SkyworkAI / Skywork

Skywork series models are pre-trained on 3.2TB of high-quality multilingual (mainly Chinese and English) and code data. We have open-sourced the model, training data, evaluation data, evaluation methods, etc. 天工系列模型在3.2TB高质量多语言和代码数据上进行预训练。我们开源了模型参数,训练数据,评估数据,评估方法。
Other
1.21k stars 111 forks source link

咨询一下预训练阶段第一次预训练和第二次预训练的数据使用问题 #29

Closed zgctmac closed 10 months ago

zgctmac commented 10 months ago

第一次预训练用了通用的数据,第二次预训练加入了一些专业数据,请问第二次预训练是把第一次的数据和专业数据放在一起进行训练的还是专业数据单独训练的,如果是单独训练的会不会有通用知识遗忘的问题?望解答~

zhao1iang commented 10 months ago

第二阶段训练是20%的专业数据,80%的通用数据

zgctmac commented 10 months ago

我这边使用预训练代码发现模型读取到的词表长度是0,原始存的是65519,然后模型会resize维度,这个正常吗?

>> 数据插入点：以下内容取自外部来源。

Issue #241, opened 2015-10-01
Error with printcoinage debug arg


IngCr3at1on:
Use of the printcoinage arg for extra debugging causes random and silent daemon crashes.

IngCr3at1on:
Fix merged, closing

IngCr3at1on:
Mixed up commits, this was not merged yet...

IngCr3at1on:
Fix merged, closing issue

PR #250, opened 2015-10-05
Fix issue #241  where -printcoinage causes silent crashes in linux

IngCr3at1on:


IngCr3at1on:
@mitchellcash does this effect mingw compiling in windows at all (assuming not I want to go ahead and merge it as it's fairly minor)?

mitchellcash:
This compiles fine on mingw. Let's get it merged

PR #251, opened 2015-10-05
Replace instances of lld/llu with the PRI64d/PRI64u macro for MSVC++ compat

IngCr3at1on:


IngCr3at1on:
I'm sure there are other things that will stop MSVC++ from compiling but it's best to use the defined macros in this instance either way.

IngCr3at1on:
This has been rebased over master. I'd like to confirm it doesn't somehow effect mingw compiling (@mitchellcash)  before merging and I'm still curious if it helps with MSVC++ compiling (though I expect many other errors will occur).

mitchellcash:
mingw compiling is fine :) can't comment on MSVC++

IngCr3at1on:
@mitchellcash someone surely will test MSVC++ eventually, either way I'm in favor of using the macro instead of lld. Just going to double check if I missed any instances of it lol.

PR #254, opened 2015-10-06
Run BDB disk-less for test_paycoin

IngCr3at1on:
Reference: https://github.com/bitcoin/bitcoin/pull/1246

PR #256, opened 2015-10-06
Very basic accounting tests for general sanity checking

IngCr3at1on:
Will be replacing these later after updating the accounting api


IngCr3at1on:
Requires #254

IngCr3at1on:
Rebased over master and replaced some instances of BOOST_CHECK w/ BOOST_CHECK_EQUAL (where viable).

Issue #17, opened 2014-12-23
Minting tab updates


paulc010:
Just a cosmetic issue but when outputs are spent or staked they aren't being removed from the minting tab, although new outputs are appearing correctly. Restarting the wallet clears the issue.

Example: If I have 1 output and it stakes and splits, then the minting tab now shows 3 entries - the original "new staked output" (incorrect) plus the two resulting split outputs from the staking tx.

IngCr3at1on:
This should have been resolved with #262, closing for now. Please feel free to re-open with more details if there are further issues.

PR #262, opened 2015-10-08
Remove spent transactions from the minting table model.

IngCr3at1on:
This addresses #17


mitchellcash:
Tested and confirmed working. I like it, good to see the minting table cleaned up a bit on a always on Qt wallet.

log信息: 11/07/2023 11:19:33 - INFO - main - Model vocab size: 0 11/07/2023 11:19:33 - INFO - main - len(tokenizer):65519 11/07/2023 11:19:33 - INFO - main - Resize model vocab size to 65519 [INFO|modeling_utils.py:1617] 2023-11-07 11:19:33,953 >> You are resizing the embedding layer without providing a pad_to_multiple_of parameter. This means that the new embedding dimension will be 65519. This might induce some performance reduction as Tensor Cores will not be available. For more details about this, or help on choosing the correct value for resizing, refer to this guide: https://docs.nvidia.com/deeplearning/performance/dl-performance-matrix-multiplication/index.html#requirements-tc

zhao1iang commented 10 months ago

应该是显示的问题,测试没有发现有异常,您如果发现效果不符合预期可以联系我们,我们再深入分析下是否demo中有bug。